Nierentransplantation: Immunologische Prinzipien und Immunsuppression

Eine Transplantatabstoßung ist definiert als eine Gewebeschädigung, die durch die Effektorfunktionen der Fremderkennung hervorgerufen wird und so zur Schädigung des Transplantates führt. Die Transplantatabstoßung entsteht als ein Zusammenspiel antigenabhängiger und antigenunabhängiger Faktoren. Um Abstoßungsreaktionen und damit einen Organverlust zu vermeiden, muss bei allen Empfängern eines Fremdorgans dauerhaft eine Immunsuppression durchgeführt werden. Eine optimale immunsuppressive Therapie nach allogener Nierentransplantation ist noch nicht etabliert. Die Immunsuppression wird je nach Komorbiditäten, immunsuppressiver Effektivität bzw. Nebenwirkungen und Komplikationen im Verlauf bei jedem Patienten individuell angepasst.

Einleitung

Das menschliche Immunsystem besteht aus einer angeborenen, unspezifischen Immunität sowie einer erlernten, spezifischen Immunität. Die angeborene Immunität bekämpft Pathogene durch eine unspezifische Rekrutierung von Makrophagen, Neutrophilen und natürlichen Killerzellen sowie die Sekretion bzw. Aktivierung von Zytokinen, zellulären Rezeptoren und des Komplementsystems. Die erlernte Immunität erkennt spezifische Antigene, bekämpft diese selektiv und geht mit einer späteren Gedächtnisfunktion einher. T-Zellen erkennen hierbei spezifisch durch MHC(„major histocompatibility complex“)-Proteine präsentierte Antigene, während B-Zellen über Immunglobulinrezeptoren Antigene erkennen.

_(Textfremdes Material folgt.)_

PR #1287, opened 2020-09-03
Translation pull from zanata (2020-Sep-2)

sjd78:
Translation pull from zanata (2020-Sep-2)

Pulled from: https://zanata.phx.ovirt.org/project/view/ovirt-web-ui
Version: 1.6

Bug-Url: https://bugzilla.redhat.com/1358295


src/intl/translated-messages.json
```diff
@@ -305,8 +306,8 @@
     "diskEditorDiskTypeCreateHelp": "Sobald Sie einen Disk-Typ ausgewählt haben, können Sie ihn nicht mehr ändern.",
     "diskEditorDiskTypeLabel": "Disk-Typ",
     "diskEditorDiskTypeNotAvailable": "n. z.",
-    "diskEditorDiskTypeOptionThin": "Schlanke Speicherzuweisung",
     "diskEditorDiskTypeOptionPre": "Vorab zugeordnet",
+    "diskEditorDiskTypeOptionThin": "Schlanke Speicherzuweisung",
```
rszwajko, line 310: it seems that in the new version the keys are now sorted correctly. How it's possible that previously 
the sort order was wrong? do we have some bug in our zanata scripts?

sgratch (approved):
LGTM (but I wonder regarding https://github.com/oVirt/ovirt-web-ui/pull/1287#discussion_r484880497 as well)

hstastna (approved):
LGTM.

rszwajko:
Looks OK. 

Regarding sorting - it seems that we don't do that for web UI. Instead we are explicitly using stable to/from JSON conversion.
Can you confirm @sjd78 ?

rszwajko (approved):

sjd78:
> Looks OK.
> 
> Regarding sorting - it seems that we don't do that for web UI. Instead we are explicitly using stable to/from JSON conversion.
> Can you confirm @sjd78 ?

There is implied sorting in the normalize script.  Specifically in this bit of library code:

https://github.com/samn/json-stable-stringify/blob/4df7f6b08a702473173d0ae1968f994dfa179b8c/index.js#L51

rszwajko:
> 
> There is implied sorting in the normalize script. Specifically in this bit of library code:
> 

The sorting seems optional - you need to provide comparator in the option object. 
This would explain why key `diskEditorDiskTypeOptionThin` changed location.
Perhaps we should add sorting?

sjd78:
> > There is implied sorting in the normalize script. Specifically in this bit of library code:
> 
> The sorting seems optional - you need to provide comparator in the option object.
> This would explain why key `diskEditorDiskTypeOptionThin` changed location.
> Perhaps we should add sorting?

Providing a key sort function `cmp` is optional, but the way the library builds the object keys into an array and then does `keys.sort(cmp && cmp(node))` will always sort the array.  With no `cmp` provided, it's the same as calling `[ .. ].sort(undefined)` which then uses the default sort order (https://developer.mozilla.org/en-US/docs/Web/JavaScript/Reference/Global_Objects/Array/sort):

> The default sort order is ascending, built upon converting the elements into strings, then comparing their sequences of UTF-16 code units values.

So why would the sort order would be different? I don't know.  But putting the explicit sort, probably just copying from ui-extensions, in there is easy enough in another PR.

Major-Histokompatibilitätskomplex (MHC)

Beim MHC handelt es sich um hoch polymorphe Gene, die auf dem kurzen Arm des Chromosoms 6 liegen. Die Proteinprodukte dieser Gene werden auf der Oberfläche einer Vielzahl verschiedener Zelltypen exprimiert. Dieses System wird beim Menschen „human leucocyte antigen“(HLA)-System genannt und stellt die wichtigste Komponente der Transplantatabstoßung dar. Organe, die zwischen HLA-identischen Individuen (z. B. eineiigen Zwillingen) transplantiert werden, werden immer angenommen, während Organe MHC-differenter Individuen ohne Immunsuppression unwiderruflich abgestoßen würden.
Die Proteinprodukte der MHC-Gene werden in die Klassen I und II eingeteilt. Klasse-I-MHC-Moleküle präsentieren zytoplasmatische Peptide der gleichen Zelle oder intrazytoplasmatischer Parasiten, vor allem Viren, an CD8-positive Zellen, die diese dann lysieren bzw. Apoptose induzieren. Klasse-I-Moleküle werden auf allen Zelltypen mit Ausnahme von Erythrozyten exprimiert. Im Bereich der Klasse-I-Moleküle unterscheidet man die Subtypen A, B und C mit jeweils vielen hundert bisher bekannten Polymorphismen. MHC-Klasse-II-Moleküle binden vor allem extrazelluläre, exogene Peptide und präsentieren sie auf ihrer Oberfläche. Sie werden konstitutiv nur auf dendritischen Zellen, Makrophagen und B-Zellen exprimiert. Endothel- und Epithelzellen können jedoch MHC-Klasse-II-Proteine als Antwort auf proinflammatorische Zytokine exprimieren. Hier unterscheidet man die Subtypen DP, DQ und DR. Für den Bereich der Transplantation scheinen vor allem die HLA-A-, HLA-B- und HLA-DR-Antigene von Bedeutung zu sein, da eine fehlende Übereinstimmung in diesen Bereichen mit Rejektionen assoziiert ist. Ein besonders gutes Match in sechs dieser sechs Antigene führt zu einem Überlebensvorteil für das Transplantat von 10 % nach 10 Jahren (Opelz 1997).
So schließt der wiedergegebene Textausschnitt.